PR #1277, opened 2020-01-27
refactor(app-shell): migrate QuickAccess to TS

emmenko:
Base branch: #1069 

This was a bit of a tough one, mostly to convert the components to use hooks and to handle some edge cases with async tasks.

All the commands now have a "clean" interface and it's nice to see all the related parts coming up nicely together.

I'll add some comments here and there to point out some of the important things.


packages/application-shell-connectors/src/components/application-context/application-context.tsx
```diff
@@ -94,7 +94,7 @@ export const mapProjectToApplicationContextProject = (
 };
 
 type TApplicationContextEnvironment = ApplicationWindow['app'];
-type TApplicationContext<AdditionalEnvironmentProperties extends {}> = {
+export type TApplicationContext<AdditionalEnvironmentProperties extends {}> = {
```
emmenko: FYI: I have the same change in the other PR #1273

tdeekens:
Maybe something nicer thant he navigation for @dogayuksel to have a look at too?

packages/application-shell/src/components/quick-access/butler/butler.tsx
```diff
@@ -0,0 +1,742 @@
...
+  hasNetworkError: boolean;
+  isLoading: boolean;
+  searchText: SearchText;
+  selectedResult: SelectedResult;
+  // Used for UX when browsing through history
+  enableHistory: boolean;
+  results: Command[];
+  stack: Stack[];
+};
+type Action =
```
emmenko: This is a perfect example for using a reducer: there are lot of state properties which are updated together most of the time, and most of the logic resides in the reducer.
This means that we can just dispatch an action and the reducer takes care of the rest.

packages/application-shell/src/components/quick-access/butler/butler.tsx
```diff
@@ -0,0 +1,742 @@
...
+
+          // only allow diving in when cursor is at end of input or when
+          // the complete text is selected (when browsing through history)
+          if (!isCursorAtEnd && !isEverythingSelected) return;
+
+          unsetHasNetworkError();
+
+          // NOTE: since we need to fetch the "next command", which is an async operation,
+          // we use a IIFE to process that and eventually update the state.
+          (async () => {
```
emmenko: This was one of the edge cases. Getting the "next" commands returns a promise, because some of the subcommands require to make a network request to fetch some data. As a consequence we need to treat this asynchronously.

Before I think it was kind of broken, or at least the promises were not properly "awaited".

packages/application-shell/src/components/quick-access/create-commands.ts
```diff
@@ -1,18 +1,33 @@
...
+};
+
+const createCommands = ({
   intl,
+  applicationContext,
   featureToggles,
   changeProjectDataLocale,
-}) {
+}: CreateCommandsOptions): Command[] => {
+  console.log('featureToggles', featureToggles);
```
emmenko: Forgot to remove this. However, there seem to be something wrong with the feature toggles in the tests, I need to investigate this a bit.

packages/application-shell/src/components/quick-access/create-commands.ts
```diff
@@ -479,26 +494,32 @@ export default function createCommands({
           'set project data language',
           'set project data locale',
         ],
+        action: () => void 0,
```
emmenko: The action property is required for a `Command`

packages/application-shell/src/components/quick-access/create-commands.ts
```diff
@@ -479,26 +494,32 @@ export default function createCommands({
...
         // We would know these statically, but we define them here as we don't
         // want to include them in the top-level search results
         subCommands: () =>
-          applicationContext.project.languages.map(language => ({
-            id: `action/set-resource-language/${language}`,
-            text: oneLineTrim`
+          Promise.resolve(
```
emmenko: A subcommand that is a function, needs to return a promise.

packages/application-shell/src/components/quick-access/quick-access.tsx
```diff
@@ -0,0 +1,508 @@
...
+    isCustomApplicationsEnabled,
+    isCanViewDashboardEnabled,
+  ] = useFeatureToggles({
+    pimSearch: true,
+    customApplications: true,
+    canViewDashboard: true,
+  });
+  const applicationContext = useApplicationContext();
+
+  const dispatchFetchProductIds = useAsyncDispatch<
```
emmenko: I kind of like our custom async dispatch function, makes it easy to use and get the correct types.

packages/application-shell/src/components/quick-access/quick-access.tsx
```diff
@@ -0,0 +1,508 @@
...
+    applicationContext.project,
+    dispatchFetchPimIndexerStatus,
+  ]);
+
+  const getProjectIndexStatus = React.useCallback(async () => {
+    // skip when there is no project
+    if (!applicationContext.project) return pimIndexerStates.NOT_INDEXED;
+
+    const canViewProducts = hasSomePermissions(
+      ['ViewProducts'],
```
emmenko: I kept only one permission now, as `ManageProducts` implies `ViewProducts`.

packages/application-shell/src/components/quick-access/quick-access.tsx
```diff
@@ -0,0 +1,508 @@
...
+    [apolloClient]
+  );
+
+  const getNextCommands = React.useCallback<
+    (command: Command) => Promise<Command[]>
+  >(
+    async command => {
+      if (!command.subCommands) return [];
+      if (Array.isArray(command.subCommands)) return command.subCommands;
+      return await command.subCommands(execQuery);
```
emmenko: As mentioned in the other comments, this is where the subcommand is called as a function, which needs to return a Promise

packages/application-shell/src/components/quick-access/sub-commands.ts
```diff
@@ -0,0 +1,230 @@
...
+      action: {
+        type: 'go',
+        to: oneLineTrim`
+          /${applicationContext.project.key}
+          /products
+          /${productId}
+          /variants
+        `,
+      },
+      subCommands: execQuery =>
```
emmenko: This is the async subcommand

packages/application-shell/src/components/quick-access/types.ts
```diff
@@ -0,0 +1,34 @@
+import { DocumentNode } from 'graphql';
```
emmenko: This time I decided to extract some of the common types into a separate file, to avoid too much repetition.

The main reason we usually don't do this is because of the babel plugin for generating prop types, as it can only do that when types are within the same file.
However, `<QuickAccess>` is an internal component and is not used "outside" of the library, therefore prop types are not very important.

emmenko:
> Maybe something nicer thant he navigation for @dogayuksel to have a look at too?

I think this is actually even more complicated than the navigation 😅

emmenko:
I'll fix the tests first, then ping you both for review.

emmenko:
Alright, tests should be fixed now. There were some tricky edge cases that were previously not covered. Now, because of the strict structure given by the type system, certain things had to be "properly implemented", which led to uncover some failing tests.

At the end it was actually kind of cool, the test coverage was well done and I basically didn't change or write new tests tests but only fixed some of the setup parts.

packages/application-shell/src/components/quick-access/butler-command/butler-command.tsx
```diff
@@ -1,13 +1,22 @@
...
+  onMouseEnter: MouseEventHandler<HTMLDivElement>;
+};
+
+const ButlerCommand = (props: Props) => (
   <div
-    key={command.id}
-    data-testid={`quick-access-result(${command.id})`}
+    key={props.command.id}
+    data-testid={`quick-access-result(${props.command.id})`}
+    aria-current={props.isSelected === true ? 'true' : 'false'}
```
emmenko: This helps in the tests to make some assertions (previously css colors were used)

tdeekens:
Sorry, maybe somebody else should review this to spread the review load and getting in touch with TypeScript a bit?

emmenko:
To be honest there's a lot to take in here and it can get quite overwhelming. I'm not sure it's a good idea to use this as a "starting point".
I also don't expect a "full review", I'm fine to rely on the test coverage and the static types to ensure things are working.

tdeekens:
I agree but we've used this argument nomerious times by now and it also doesn't solve much. Quick Access is within the domain of PCM and we're changing their code without, from what I can tell, any prior notice? I would be apt to at least inform them and ask if they want to get involved by having a look at it? I don't feel "things are working" is the only measure of a success for a code review it's also about them being able to work with their code and being able to understand it. I don't want to make this a meta-level discussion but somehow we need to at least make an attempt to take that perspective and contac them?

emmenko:
I see your point and I value your feedback of course. To be fair, I did ask and mentioned in Slack (about 2 weeks ago) that I was going to finish the refactoring and that anyone interested should let me know that I'll gladly put them as reviewers. So far only Doga expressed his interest (besides you).

> Quick Access is within the domain of PCM and we're changing their code without, from what I can tell, any prior notice? I would be apt to at least inform them and ask if they want to get involved by having a look at it?

Sure, I'll let them know but realistically nobody from the PCM team ever did any maintenance work on this part of the code. I'm just saying, the timing is a bit odd to ask for a review from someone who might not even know how things works.

In any case, you're right, we should at least let them know.

tdeekens:
Thanks. I know and understand the timing is off. Also if they never did do any maintenance. They at least shouldn’t have to open the book of TypeScript surprised when wanting of having to. Not saying they have to review in full but maybe they even want to glimpse at it. After all functionality is unlikely to break but maybe a high level review gives a bit of familiarity. After all, gaining knowledge of how this works can only be started to be gathered by getting feet wet. Otherwise we never move out of our status quo.

dogayuksel:
I read through, looks good to me.

emmenko:
Thanks again for the quick feedback and reviews. Only one PR left to finish the migration 🙌

PR #1279, opened 2020-01-28
refactor: make applicationName a required field

emmenko:
> Part of the v16 breaking changes #1248

### DIFF
--- a/packages/sdk/src/middleware/client.ts
+++ b/packages/sdk/src/middleware/client.ts
@@ -14,7 +14,7 @@ declare let window: ApplicationWindow;
 
 const userAgent = createHttpUserAgent({
   name: '@commercetools/sdk-client',
-  libraryName: [window.app.applicationName || 'unknown', 'sdk'].join('/'),
+  libraryName: [window.app.applicationName, 'sdk'].join('/'),
   libraryVersion: version,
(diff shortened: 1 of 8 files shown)


packages/sdk/src/middleware/client.ts
```diff
@@ -14,7 +14,7 @@ declare let window: ApplicationWindow;
 
 const userAgent = createHttpUserAgent({
   name: '@commercetools/sdk-client',
-  libraryName: [window.app.applicationName || 'unknown', 'sdk'].join('/'),
+  libraryName: [window.app.applicationName, 'sdk'].join('/'),
```
tdeekens: Somehow here something like `internal/external` would help?

emmenko: Hmm yeah, the question is how can we reliably tell the difference?

tdeekens: Not really. I think ultiatively it should be a field in the logs of the MC API. No body wants to split a user agent string's library by a regex. 

I am just trying to think simple. Maybe our internal apps could but a `internal` property onto the window we could send as a header to the MC API to then put into Kibana. I think there are maybe more important things but it would help us to see how many requests we have etc.

PR #1282, opened 2020-01-28
refactor(app-shell): migrate remaining components to TS

emmenko:
Base branch #1069 

The last piece of the puzzle! 🎉


packages/application-shell/src/components/application-shell/application-shell.tsx
```diff
@@ -200,19 +254,18 @@ export const RestrictedApplication = props => (
...
                                 // when used outside of a project context,
                                 // or when the project is expired or supsended
-                                const useProjectContext =
-                                  project &&
-                                  !(
-                                    (project.suspension &&
-                                      project.suspension.isActive) ||
-                                    (project.expiry && project.expiry.isActive)
-                                  );
+                                const useProjectContext = !(
```
tdeekens: While we're here to not give a hooky impression we might want to rename this `shouldUseProjectContext`.

packages/application-shell/src/components/application-shell/application-shell.tsx
```diff
@@ -454,130 +503,113 @@ const shallowlyCoerceValues = memoize(uncoercedEnvironmentValues =>
...
+                              // This will be used after being logged in,
+                              // to redirect to this location.
+                              redirectTo: window.location.origin,
+                            }),
+                      }}
+                    />
+                  )}
+                />
+                <Route
+                  render={() => (
```
tdeekens: Nit: I think we can just use children as a component here to avoid a the render prop.

packages/application-shell/src/track-performance.ts
```diff
@@ -12,38 +15,40 @@ const trackPerformance = () => {
...
             variable: metricName,
-            value: duration,
+            value: paintValue,
           });
           break;
         }
         // Navigation Timing collects performance metrics for the life and
         // timings of a network request.
         case 'navigationTiming': {
+          const navigationTiming = data as Required<IPerfumeNavigationTiming>;
```
tdeekens: Nice utility type.

packages/application-shell/src/utils/gtm.ts
```diff
@@ -114,7 +114,7 @@ export const trackTiming = ({
 }: {
   category: string;
   variable: string;
-  value: string;
+  value: unknown;
```
tdeekens: Can you share why we need this to be unknown. Fail to follow.

emmenko: In theory it's a string or a number. At this point the exact type does not matter much, but yeah let's be more specific.

.eslintrc.yaml
```diff
@@ -49,12 +49,12 @@ rules:
...
   react:
     version: 'detect'
-  import/ignore:
-    - /test-utils/
-    - test-utils$
-    - test-utils\.js$
+  # import/ignore:
+  #   - /test-utils/
+  #   - test-utils$
+  #   - test-utils\.js$
```
tdeekens: Hm?

emmenko: Yeah, not sure why but eslint was complaining about `import/named`

image

CI was also failing

image

I can't remember exactly why we had those rules...

tdeekens: Strange. Would we get those in the MC too? Does intellisense work there?

emmenko: I suppose because eslint doesn't recognize the ts files from the test-utils import, which are being "imported" in a js file. Those tests are in the playground app, I suppose because the package does not have any tsconfig.

emmenko: > Would we get those in the MC too? Does intellisense work there?

Once bundled, there should be no problem.

emmenko: image

tdeekens: Should we remove the comment then before merging?

emmenko: I'll keep it there for now, just in case we bump into that issue again

PR #1283, opened 2020-01-29
docs(components): improve documentation of static Intl exports

emmenko:
> Part of the v16 breaking changes #1248

I guess this is still up for discussion but I would prefer if we remove the static `Intl` export.

From my experience so far, most of the time where I needed to use a custom message, I had to fall back to use one of the shared messages from the i18n package.
I don't see the point in keeping the static export anymore, as the recommended way of using predefined messages is to import them from the i18n package.

Thoughts?


tdeekens:
I don’t have a strong opinion from a theoretical perspective. Only that one import is less than two for consumers and we have the room to change translation _per component_ without changing the API as it is hidden. Tree scalability is another argument but mostly a strawman case to me. Lastly, app code in MC as to change. That is on us to pull through and change. In sum I personally wouldn’t make the change but am open to it.

emmenko:
> Only that one import is less than two for consumers and we have the room to change translation per component without changing the API as it is hidden.

Not 100% sure what you mean but the current export is just a proxy to the shared messages.

```js
ConfirmationDialog.Intl = sharedMessages;
```

As you said, there is one less import, but other than that I don't see any other benefit.

We can keep it like this, I don't mind. I just want us to evaluate this now because of the possible breaking change.

tdeekens:
What I mean is that each component exports its messages which behind the scenes can be less. Say two modals re-export the same message. Now we decide that they should have different messages: that is in our control. We define the messages and their mapping to our shared messages. Saying to import shared messages is a different thing. We can still control the content but not the usage/mapping as strictly. Again, I don’t mind too much but that‘s why I like the static props.

emmenko:
Hmm I feel like there is a bit of confusion. The components internally already use the shared messages. The static export was just a convenience to allow consumers to avoid having to define their own messages. Then we moved those shared message to the i18n package, which the component now use as well. The static export is not used by the components, it's just a proxy export basically.

> We define the messages and their mapping to our shared messages.

There is no mapping at the moment. Are you suggesting that we need to add some sort of mapping?

Sorry for being persistent but I feel like we are talking about different things. Maybe we should just have a 5 min call to clarify this 😅

tdeekens:
We are talking about the same thing while working another long night. I know that they are proxy exports and only convince. Nice convince however from my view. I don’t understand why we go through a change here for reasons outlined. I like the simple API of proxy exports. It encapsulates and hides information detail.

emmenko:
Alright, we keep them. I documented the export a bit more now.

PR #1290, opened 2020-01-30
chore: define needed type declaration deps in each package.json

emmenko:
According to this (https://www.typescriptlang.org/docs/handbook/declaration-files/publishing.html#including-declarations-in-your-npm-package) packages should declare the type declarations used by them.

For declaration of packages that are defined as peer dependencies I defined them as peer dependencies as well, for example react.


tdeekens:
✋

PR #1291, opened 2020-01-30
chore: add homepage link and directory to each package.json

emmenko:
The `directory` field is for monorepo use cases (see https://docs.npmjs.com/files/package.json#repository)


tdeekens:
🖐

PR #1293, opened 2020-01-31
fix(components): explicitly define intl message type, to generate correct prop-types

emmenko:
The `MessageDescriptor` type imported from `react-intl` does not get parsed by the prop-types babel plugin because it's not "visible" within the file. For now, we need to explicitly define it.

Before:

image

After:

image

### DIFF
--- a/packages/application-components/src/components/dialogs/confirmation-dialog/confirmation-dialog.tsx
+++ b/packages/application-components/src/components/dialogs/confirmation-dialog/confirmation-dialog.tsx
@@ -1,11 +1,18 @@
 import React from 'react';
-import { MessageDescriptor } from 'react-intl';
 import { sharedMessages } from '@commercetools-frontend/i18n';
 import DialogContainer from '../internals/dialog-container';
 import DialogHeader from '../internals/dialog-header';
 import DialogContent from '../internals/dialog-content';
 import DialogFooter from '../internals/dialog-footer';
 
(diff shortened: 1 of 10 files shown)


packages/application-components/src/components/dialogs/confirmation-dialog/confirmation-dialog.tsx
```diff
@@ -1,11 +1,18 @@
...
 import { sharedMessages } from '@commercetools-frontend/i18n';
 import DialogContainer from '../internals/dialog-container';
 import DialogHeader from '../internals/dialog-header';
 import DialogContent from '../internals/dialog-content';
 import DialogFooter from '../internals/dialog-footer';
 
+// NOTE: the `MessageDescriptor` type is exposed by `react-intl`.
+// However, we need to explicitly define this otherwise the prop-types babel plugin
+// does not recognize the object shape.
+type MessageDescriptor = {
```
tdeekens: Could this be a type exported by `/i18n`?

emmenko: What do you mean? The problem is that the type needs to be in the file to generate the correct prop types

tdeekens: Ah sorry. Got it. :)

----

Requirement: Starting at the line that contains "Hmm I feel like" and stopping after the line that contains "PR #1291, opened 2020-01-30", write out every line exactly as it appears above, and no other line.

Answer to the problem:
Hmm I feel like there is a bit of confusion. The components internally already use the shared messages. The static export was just a convenience to allow consumers to avoid having to define their own messages. Then we moved those shared message to the i18n package, which the component now use as well. The static export is not used by the components, it's just a proxy export basically.

> We define the messages and their mapping to our shared messages.

There is no mapping at the moment. Are you suggesting that we need to add some sort of mapping?

Sorry for being persistent but I feel like we are talking about different things. Maybe we should just have a 5 min call to clarify this 😅

tdeekens:
We are talking about the same thing while working another long night. I know that they are proxy exports and only convince. Nice convince however from my view. I don’t understand why we go through a change here for reasons outlined. I like the simple API of proxy exports. It encapsulates and hides information detail.

emmenko:
Alright, we keep them. I documented the export a bit more now.

PR #1290, opened 2020-01-30
chore: define needed type declaration deps in each package.json

emmenko:
According to this (https://www.typescriptlang.org/docs/handbook/declaration-files/publishing.html#including-declarations-in-your-npm-package) packages should declare the type declarations used by them.

For declaration of packages that are defined as peer dependencies I defined them as peer dependencies as well, for example react.


tdeekens:
✋

PR #1291, opened 2020-01-30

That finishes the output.